那一瞬间,她都快吓疯了。
宋初尧一只手扶着墙边慢慢挪动,额头渗出几滴冷汗。
她悄悄将掌心攥着的东西藏到身后,轻声说道。
“刚有点渴,就出来倒点水喝。”
杏花将信将疑地盯着她看了一会儿。
她总觉得哪里不对劲。
小姐如今这般柔弱,不该独自下床乱走。
但她说话语气自然,却又不像是撒谎的样子。
杏花终究没再多问。
她走上前去,伸手搀扶宋初尧进屋。
“小姐您可别乱跑啊,万一有个闪失,奴婢的小命也保不住了。”
说话间,她的目光不经意地扫过桌子,特别留意了那只粗陶水壶。
壶嘴朝下,里面空空如也,一滴水都没剩。
看到这一幕,她总算松了口气。
“小姐早点歇着吧。
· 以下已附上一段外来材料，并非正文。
PR #2153, opened 2025-03-12
feat(issue_summary): Score fixability via issue summary

jennmueng:
Adds a new endpoint `/v1/automation/summarize/fixability` that returns the fixability score of an issue summary. This is a function that's called separately in anticipation for fixability being handled async, for now it's called in sync for people with the feature flag

We store these scores and the versioning etc on the root db model for ease of migrations


src/seer/automation/summarize/models.py
```diff
@@ -14,9 +14,16 @@ class SummarizeIssueRequest(BaseModel):
...
+
+
 class SummarizeIssueScores(BaseModel):
-    possible_cause_confidence: float
-    possible_cause_novelty: float
+    possible_cause_confidence: float | None = None
+    possible_cause_novelty: float | None = None
+    fixability_score: float | None = None
+    fixability_score_version: int | None = None
+    is_fixable: bool | None = None
```
roaga, line 26: the pattern for the other scores is that we don't define the threshold or "make decisions" in Seer, but rather just give the raw score and let the user (sentry frontend or backend?) decide what to do with it

should we follow that same pattern here?

src/seer/automation/utils.py
```diff
@@ -300,3 +301,10 @@ def batch_texts_by_token_count(
     if batch:
         # The last batch didn't hit max_tokens. It needs to be yielded.
         yield batch
+
+
+def cosine_similarity(embeddings_a, embeddings_b):
```
roaga, line 306: type hints would be nice, but oh well i don't care enough

roaga: also maybe this should be in `embeddings.py`? idk

tests/test_seer.py
```diff
@@ -511,6 +516,60 @@ def test_summarize_issue_endpoint_internal_error(self, mock_run_summarize_issue)
         assert response.status_code == 500  # InternalServerError
         mock_run_summarize_issue.assert_called_once_with(test_data)
 
+    @mock.patch("seer.app.run_fixability_score")
```
roaga, line 519: mocks are so much nicer than vcrs

(only partial saracasm)

src/seer/automation/summarize/models.py
```diff
@@ -14,9 +14,16 @@ class SummarizeIssueRequest(BaseModel):
...
+    group_id: int
+
+
 class SummarizeIssueScores(BaseModel):
-    possible_cause_confidence: float
-    possible_cause_novelty: float
+    possible_cause_confidence: float | None = None
+    possible_cause_novelty: float | None = None
+    fixability_score: float | None = None
+    fixability_score_version: int | None = None
```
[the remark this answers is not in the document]
jennmueng: Expecting to change the score and threshold often, so having a version just makes it easy to distinguish & also easy to run migrations on

src/seer/automation/summarize/issue.py
```diff
@@ -159,13 +184,62 @@ def run_summarize_issue(request: SummarizeIssueRequest):
...
+
+
+@observe(name="Get Fixability Score")
+def run_fixability_score(request: GetFixabilityScoreRequest) -> SummarizeIssueResponse:
+    with Session() as session:
+        db_state = session.get(DbIssueSummary, request.group_id)
+        if not db_state:
+            raise ValueError(f"No issue summary found for group_id: {request.group_id}")
+        issue_summary = IssueSummaryWithScores.from_db_state(db_state)
+
```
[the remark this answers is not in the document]
jennmueng: yep but we don't need to use this there if we don't need the scores, but ill update it anyways

roaga:
Also when you say it's called synchronously, you'll just be calling this new endpoint from `sentry` backend right? I don't think I saw it being called here directly

jennmueng:
> Also when you say it's called synchronously, you'll just be calling this new endpoint from `sentry` backend right? I don't think I saw it being called here directly

https://github.com/getsentry/sentry/pull/87050

roaga (approved):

”
杏花低声叮嘱完,便吹灭蜡烛了。
门一合上,宋初尧的笑意立刻褪去。
杏花那副处处提防的样子,她全看在眼里。
心口沉甸甸的,压得她喘不过气来。
又是凌珩搞的鬼。
他表面上温柔体贴,为她疗伤,实则暗中派人观察她的一举一动。
等杏花走远后,宋初尧才缓缓摊开一直握紧的手掌。
那一支毛笔静静躺在她的掌心。
如今,它却断成了两截。
她鼻子一酸,眼圈又红了。
半晌,才深吸一口气,把那支断掉的笔用绢布包好。
最后轻轻放进枕头底下。
夜,愈沉了。
宋初尧闭上眼,却迟迟无法入眠。
脑海里翻涌的,全是那个男人沉默离去的身影。
第二天,宫里出刺客的事,很快传遍了朝野。
有人说刺客是蒋家派来的死士,意在破坏太子大婚,动摇储君之位。
也有人传是北方藩王暗中勾结江湖势力,图谋不轨。
更有甚者,称昨夜刺杀乃天象示警,预示国运将倾。
吉时已过,红绸未展,鼓乐骤歇。
本该热闹非凡的东宫此刻冷冷清清。
宫人们低声交谈,神色凝重。
这场突如其来的变故,不仅打断了一场大典。
更像是一记重锤,敲响了皇权角力的警钟。
据说,宁宣帝为此大雷霆。
不仅把仪瀛殿上下全换了人,连禁卫军都重新调配了一轮。
六部官员也人人自危,各大世家皆在观望。